What to do — Please give back each line of the listing, unchanged in every word.
[[ Extracted entries open ]]
PR #120, opened 2022-03-03
Switch to blocking resolver

parasyte:
- This is the easiest way to allow using the system DNS resolver.
- If Windows has resolv.h, we might be able to use that with the async
  resolver to get the system name servers (usually configured by DHCP,
  but sometimes manually configured).
- We could also look into Windows-specific (winsock2?) APIs for querying
  name servers.

### DIFF
--- a/lib/sockets/pbpal_resolv_and_connect_sockets.c
+++ b/lib/sockets/pbpal_resolv_and_connect_sockets.c
@@ -411,8 +411,6 @@ enum pbpal_resolv_n_connect_result pbpal_resolv_and_connect(pubnub_t* pb)
     hint.ai_canonname                                  = NULL;
     hint.ai_next                                       = NULL;
 
-    prepare_port_and_hostname(pb, &port, &origin);
-
 #ifdef PUBNUB_CALLBACK_API
 #if PUBNUB_PROXY_API
     if (0 != pb->proxy_ipv4_address.ipv4[0]) {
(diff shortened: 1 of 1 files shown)


lib/sockets/pbpal_resolv_and_connect_sockets.c
```diff
@@ -440,48 +450,7 @@ enum pbpal_resolv_n_connect_result pbpal_resolv_and_connect(pubnub_t* pb)
...
-
-    hint.ai_socktype = SOCK_STREAM;
-    hint.ai_family   = AF_UNSPEC;
-    hint.ai_protocol = hint.ai_flags = hint.ai_addrlen = 0;
-    hint.ai_addr                                       = NULL;
-    hint.ai_canonname                                  = NULL;
-    hint.ai_next                                       = NULL;
+#endif /* PUBNUB_CALLBACK_API */
 
     prepare_port_and_hostname(pb, &port, &origin);
```
budgetpreneur, line 455: We have `prepare_port_and_hostname(pb, &port, &origin);` in line#455 and #414. Basically same line of code before and after `#ifdef PUBNUB_CALLBACK_API`. Do we need to call twice?

budgetpreneur: I think, the one at line#414 can be removed.

budgetpreneur:
> * This is the easiest way to allow using the system DNS resolver.
> * If Windows has resolv.h, we might be able to use that with the async
>   resolver to get the system name servers (usually configured by DHCP,
>   but sometimes manually configured).
> * We could also look into Windows-specific (winsock2?) APIs for querying
>   name servers.

For windows, SDK is using `GetNetworkParams` to get DNS servers of host. (`pubnub_dns_system_servers.c -> pubnub_dns_read_system_servers_ipv4()`)
Ref: https://stackoverflow.com/questions/2916675/programmatically-obtain-dns-servers-of-host
resolv.h is mostly for linux based environment.

parasyte:
Closed in favor of #122

PR #122, opened 2022-03-03
Support system name servers in async DNS client

parasyte:
This is an alternative to #120.

The name server is chosen with the following precedence:

1. The server specified with `pubnub_dns_set_primary_server_ipv4()` (assumes `PUBNUB_SET_DNS_SERVERS` is set, which is the default)
2. The server specified with `pubnub_dns_set_secondary_server_ipv4()` (assumes `PUBNUB_SET_DNS_SERVERS` is set, which is the default)
3. The server configured by the system (e.g. DHCP or manually)
4. The hardcoded default server (usually `8.8.8.8`)

If any step fails to find a server, it will try the next in the precedence list. Step 4 always succeeds.

When `PUBNUB_SET_DNS_SERVERS` is _not_ set, the name server configured on the system is always chosen first.

This patch also fixes a minor memory leak in the Windows-specific name server lookup function when an error occurs.

### DIFF
--- a/lib/sockets/pbpal_resolv_and_connect_sockets.c
+++ b/lib/sockets/pbpal_resolv_and_connect_sockets.c
@@ -84,6 +84,13 @@ static void prepare_port_and_hostname(pubnub_t*    pb,
 
 
 #ifdef PUBNUB_CALLBACK_API
+
+static void get_default_dns_ip(struct pubnub_ipv4_address *addr) {
+    if (pubnub_dns_read_system_servers_ipv4(addr, 1) != 1) {
+        inet_pton(AF_INET, PUBNUB_DEFAULT_DNS_SERVER, addr);
+    }
+}
+
 #if PUBNUB_SET_DNS_SERVERS
 #if PUBNUB_CHANGE_DNS_SERVERS
 static void get_dns_ip(struct pbdns_servers_check* dns_check, struct sockaddr* addr)
@@ -104,7 +111,7 @@ static void get_dns_ip(struct pbdns_servers_check* dns_check, struct sockaddr* a
 #if PUBNUB_USE_IPV6
             addr->sa_family = AF_INET6;
 #else
-            inet_pton(AF_INET, PUBNUB_DEFAULT_DNS_SERVER, p);
+            get_default_dns_ip((struct pubnub_ipv4_address*)p);
 #endif /* PUBNUB_USE_IPV6 */
         }
     }
@@ -119,7 +126,7 @@ static void get_dns_ip(struct pbdns_servers_check* dns_check, struct sockaddr* a
                 || (dns_check->dns_server_check & dns_check->dns_mask)) {
                 dns_check->dns_mask <<= 1;
                 addr->sa_family = AF_INET;
-                inet_pton(AF_INET, PUBNUB_DEFAULT_DNS_SERVER, p);
+                get_default_dns_ip((struct pubnub_ipv4_address*)p);
             }
         }
     }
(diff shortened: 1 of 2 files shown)


lib/sockets/pbpal_resolv_and_connect_sockets.c
```diff
@@ -119,7 +126,7 @@ static void get_dns_ip(struct pbdns_servers_check* dns_check, struct sockaddr* a
                 || (dns_check->dns_server_check & dns_check->dns_mask)) {
                 dns_check->dns_mask <<= 1;
                 addr->sa_family = AF_INET;
-                inet_pton(AF_INET, PUBNUB_DEFAULT_DNS_SERVER, p);
+                get_default_dns_ip((struct pubnub_ipv4_address*)p);
```
budgetpreneur, line 129: This is under the condition `#if PUBNUB_USE_IPV6` . Should it be `pubnub_ipv6_address` instead of `pubnub_ipv4_address`?

lib/sockets/pbpal_resolv_and_connect_sockets.c
```diff
@@ -148,7 +155,7 @@ static void get_dns_ip(struct sockaddr* addr)
             && (pubnub_get_dns_secondary_server_ipv6((struct pubnub_ipv6_address*)pv6)
                 == -1)) {
             addr->sa_family = AF_INET;
-            inet_pton(AF_INET, PUBNUB_DEFAULT_DNS_SERVER, p);
+            get_default_dns_ip((struct pubnub_ipv4_address*)p);
```
budgetpreneur, line 158: if statement is checking with `(struct pubnub_ipv6_address*)pv6` but inside that code is using` (struct pubnub_ipv4_address*)p` . Can you please clarify, if that is ok.

budgetpreneur: Shouldn't that be `get_default_dns_ip((struct pubnub_ipv6_address*)pv6);` ?

lib/sockets/pbpal_resolv_and_connect_sockets.c
```diff
@@ -157,9 +164,8 @@ static void get_dns_ip(struct sockaddr* addr)
 static void get_dns_ip(struct sockaddr* addr)
 {
     addr->sa_family = AF_INET;
-    inet_pton(AF_INET,
-              PUBNUB_DEFAULT_DNS_SERVER,
-              &(((struct sockaddr_in*)addr)->sin_addr.s_addr));
+    struct pubnub_ipv4_address* p = &(((struct sockaddr_in*)addr)->sin_addr.s_addr));
```
budgetpreneur, line 167: It seems code is using the same function for both IPV4 and IPv6.  Please confirm if this works for IPv6?

lib/sockets/pbpal_resolv_and_connect_sockets.c
parasyte: No, I don't think so. See line 128 above:

```c
addr->sa_family = AF_INET;
```

This sets the address family to IPv4. For another comparison, line 112 sets it to IPv6:

```c
addr->sa_family = AF_INET6;
```

lib/sockets/pbpal_resolv_and_connect_sockets.c
parasyte: Same answer here as on line 129. The code expects IPv4 here, due to setting the address family.

lib/sockets/pbpal_resolv_and_connect_sockets.c
parasyte: Yes, it will be fine for IPv6, as long as `8.8.8.8` was always working for IPv6 before this patch! If there were preexisting bugs with that setup, we can address them. I don't think I enabled IPv6 in my testing, but I have full IPv6 support on my network. I can make some additional passes to ensure it's all good.

parasyte: I just learned that IPv6 is already enabled by default in the makefiles. I am satisfied that it works as intended. Would you agree?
[[ Extracted entries closed ]]
Finished task —
PR #120, opened 2022-03-03
Switch to blocking resolver

parasyte:
- This is the easiest way to allow using the system DNS resolver.
- If Windows has resolv.h, we might be able to use that with the async
  resolver to get the system name servers (usually configured by DHCP,
  but sometimes manually configured).
- We could also look into Windows-specific (winsock2?) APIs for querying
  name servers.

### DIFF
--- a/lib/sockets/pbpal_resolv_and_connect_sockets.c
+++ b/lib/sockets/pbpal_resolv_and_connect_sockets.c
@@ -411,8 +411,6 @@ enum pbpal_resolv_n_connect_result pbpal_resolv_and_connect(pubnub_t* pb)
     hint.ai_canonname                                  = NULL;
     hint.ai_next                                       = NULL;
 
-    prepare_port_and_hostname(pb, &port, &origin);
-
 #ifdef PUBNUB_CALLBACK_API
 #if PUBNUB_PROXY_API
     if (0 != pb->proxy_ipv4_address.ipv4[0]) {
(diff shortened: 1 of 1 files shown)


lib/sockets/pbpal_resolv_and_connect_sockets.c
```diff
@@ -440,48 +450,7 @@ enum pbpal_resolv_n_connect_result pbpal_resolv_and_connect(pubnub_t* pb)
...
-
-    hint.ai_socktype = SOCK_STREAM;
-    hint.ai_family   = AF_UNSPEC;
-    hint.ai_protocol = hint.ai_flags = hint.ai_addrlen = 0;
-    hint.ai_addr                                       = NULL;
-    hint.ai_canonname                                  = NULL;
-    hint.ai_next                                       = NULL;
+#endif /* PUBNUB_CALLBACK_API */
 
     prepare_port_and_hostname(pb, &port, &origin);
```
budgetpreneur, line 455: We have `prepare_port_and_hostname(pb, &port, &origin);` in line#455 and #414. Basically same line of code before and after `#ifdef PUBNUB_CALLBACK_API`. Do we need to call twice?

budgetpreneur: I think, the one at line#414 can be removed.

budgetpreneur:
> * This is the easiest way to allow using the system DNS resolver.
> * If Windows has resolv.h, we might be able to use that with the async
>   resolver to get the system name servers (usually configured by DHCP,
>   but sometimes manually configured).
> * We could also look into Windows-specific (winsock2?) APIs for querying
>   name servers.

For windows, SDK is using `GetNetworkParams` to get DNS servers of host. (`pubnub_dns_system_servers.c -> pubnub_dns_read_system_servers_ipv4()`)
Ref: https://stackoverflow.com/questions/2916675/programmatically-obtain-dns-servers-of-host
resolv.h is mostly for linux based environment.

parasyte:
Closed in favor of #122

PR #122, opened 2022-03-03
Support system name servers in async DNS client

parasyte:
This is an alternative to #120.

The name server is chosen with the following precedence:

1. The server specified with `pubnub_dns_set_primary_server_ipv4()` (assumes `PUBNUB_SET_DNS_SERVERS` is set, which is the default)
2. The server specified with `pubnub_dns_set_secondary_server_ipv4()` (assumes `PUBNUB_SET_DNS_SERVERS` is set, which is the default)
3. The server configured by the system (e.g. DHCP or manually)
4. The hardcoded default server (usually `8.8.8.8`)

If any step fails to find a server, it will try the next in the precedence list. Step 4 always succeeds.

When `PUBNUB_SET_DNS_SERVERS` is _not_ set, the name server configured on the system is always chosen first.

This patch also fixes a minor memory leak in the Windows-specific name server lookup function when an error occurs.

### DIFF
--- a/lib/sockets/pbpal_resolv_and_connect_sockets.c
+++ b/lib/sockets/pbpal_resolv_and_connect_sockets.c
@@ -84,6 +84,13 @@ static void prepare_port_and_hostname(pubnub_t*    pb,
 
 
 #ifdef PUBNUB_CALLBACK_API
+
+static void get_default_dns_ip(struct pubnub_ipv4_address *addr) {
+    if (pubnub_dns_read_system_servers_ipv4(addr, 1) != 1) {
+        inet_pton(AF_INET, PUBNUB_DEFAULT_DNS_SERVER, addr);
+    }
+}
+
 #if PUBNUB_SET_DNS_SERVERS
 #if PUBNUB_CHANGE_DNS_SERVERS
 static void get_dns_ip(struct pbdns_servers_check* dns_check, struct sockaddr* addr)
@@ -104,7 +111,7 @@ static void get_dns_ip(struct pbdns_servers_check* dns_check, struct sockaddr* a
 #if PUBNUB_USE_IPV6
             addr->sa_family = AF_INET6;
 #else
-            inet_pton(AF_INET, PUBNUB_DEFAULT_DNS_SERVER, p);
+            get_default_dns_ip((struct pubnub_ipv4_address*)p);
 #endif /* PUBNUB_USE_IPV6 */
         }
     }
@@ -119,7 +126,7 @@ static void get_dns_ip(struct pbdns_servers_check* dns_check, struct sockaddr* a
                 || (dns_check->dns_server_check & dns_check->dns_mask)) {
                 dns_check->dns_mask <<= 1;
                 addr->sa_family = AF_INET;
-                inet_pton(AF_INET, PUBNUB_DEFAULT_DNS_SERVER, p);
+                get_default_dns_ip((struct pubnub_ipv4_address*)p);
             }
         }
     }
(diff shortened: 1 of 2 files shown)


lib/sockets/pbpal_resolv_and_connect_sockets.c
```diff
@@ -119,7 +126,7 @@ static void get_dns_ip(struct pbdns_servers_check* dns_check, struct sockaddr* a
                 || (dns_check->dns_server_check & dns_check->dns_mask)) {
                 dns_check->dns_mask <<= 1;
                 addr->sa_family = AF_INET;
-                inet_pton(AF_INET, PUBNUB_DEFAULT_DNS_SERVER, p);
+                get_default_dns_ip((struct pubnub_ipv4_address*)p);
```
budgetpreneur, line 129: This is under the condition `#if PUBNUB_USE_IPV6` . Should it be `pubnub_ipv6_address` instead of `pubnub_ipv4_address`?

lib/sockets/pbpal_resolv_and_connect_sockets.c
```diff
@@ -148,7 +155,7 @@ static void get_dns_ip(struct sockaddr* addr)
             && (pubnub_get_dns_secondary_server_ipv6((struct pubnub_ipv6_address*)pv6)
                 == -1)) {
             addr->sa_family = AF_INET;
-            inet_pton(AF_INET, PUBNUB_DEFAULT_DNS_SERVER, p);
+            get_default_dns_ip((struct pubnub_ipv4_address*)p);
```
budgetpreneur, line 158: if statement is checking with `(struct pubnub_ipv6_address*)pv6` but inside that code is using` (struct pubnub_ipv4_address*)p` . Can you please clarify, if that is ok.

budgetpreneur: Shouldn't that be `get_default_dns_ip((struct pubnub_ipv6_address*)pv6);` ?

lib/sockets/pbpal_resolv_and_connect_sockets.c
```diff
@@ -157,9 +164,8 @@ static void get_dns_ip(struct sockaddr* addr)
 static void get_dns_ip(struct sockaddr* addr)
 {
     addr->sa_family = AF_INET;
-    inet_pton(AF_INET,
-              PUBNUB_DEFAULT_DNS_SERVER,
-              &(((struct sockaddr_in*)addr)->sin_addr.s_addr));
+    struct pubnub_ipv4_address* p = &(((struct sockaddr_in*)addr)->sin_addr.s_addr));
```
budgetpreneur, line 167: It seems code is using the same function for both IPV4 and IPv6.  Please confirm if this works for IPv6?

lib/sockets/pbpal_resolv_and_connect_sockets.c
parasyte: No, I don't think so. See line 128 above:

```c
addr->sa_family = AF_INET;
```

This sets the address family to IPv4. For another comparison, line 112 sets it to IPv6:

```c
addr->sa_family = AF_INET6;
```

lib/sockets/pbpal_resolv_and_connect_sockets.c
parasyte: Same answer here as on line 129. The code expects IPv4 here, due to setting the address family.

lib/sockets/pbpal_resolv_and_connect_sockets.c
parasyte: Yes, it will be fine for IPv6, as long as `8.8.8.8` was always working for IPv6 before this patch! If there were preexisting bugs with that setup, we can address them. I don't think I enabled IPv6 in my testing, but I have full IPv6 support on my network. I can make some additional passes to ensure it's all good.

parasyte: I just learned that IPv6 is already enabled by default in the makefiles. I am satisfied that it works as intended. Would you agree?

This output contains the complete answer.